__Task to complete__
Give all of the records again. Match them exactly.

(Saved entries)

PR #3425, opened 2024-11-25
[ base ] Better set's `toList` implementation + preparation for cleanup

buzden:
# Description

This is mainly the less controversial part of #3392, reimplementing and deprecating completely useless specialised `toList` function from `SortedSet`.

Additionally, this PR contains some preparation to future removing the redundant `Libraries.Data.Sorted{Set|Map}` from the compiler's internal lib, the fact coming from times when `Sorted{Set|Map}` were in `contrib`. But currently, they cannot be replaced, because implementations in the compiler's lib have several functions that are missing in the implementation at `base`, so I suggest adding them there, while also doing the same thing with deprecating specialised `toList`, so that we just could remove those redundant modules once we've released new version of the compiler.

I made all changed in different commits in order to make review easier.

      `CONTRIBUTORS.md`).

### DIFF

__Worked solution__
PR #3425, opened 2024-11-25
[ base ] Better set's `toList` implementation + preparation for cleanup

buzden:
# Description

This is mainly the less controversial part of #3392, reimplementing and deprecating completely useless specialised `toList` function from `SortedSet`.

Additionally, this PR contains some preparation to future removing the redundant `Libraries.Data.Sorted{Set|Map}` from the compiler's internal lib, the fact coming from times when `Sorted{Set|Map}` were in `contrib`. But currently, they cannot be replaced, because implementations in the compiler's lib have several functions that are missing in the implementation at `base`, so I suggest adding them there, while also doing the same thing with deprecating specialised `toList`, so that we just could remove those redundant modules once we've released new version of the compiler.

I made all changed in different commits in order to make review easier.

      `CONTRIBUTORS.md`).

### DIFF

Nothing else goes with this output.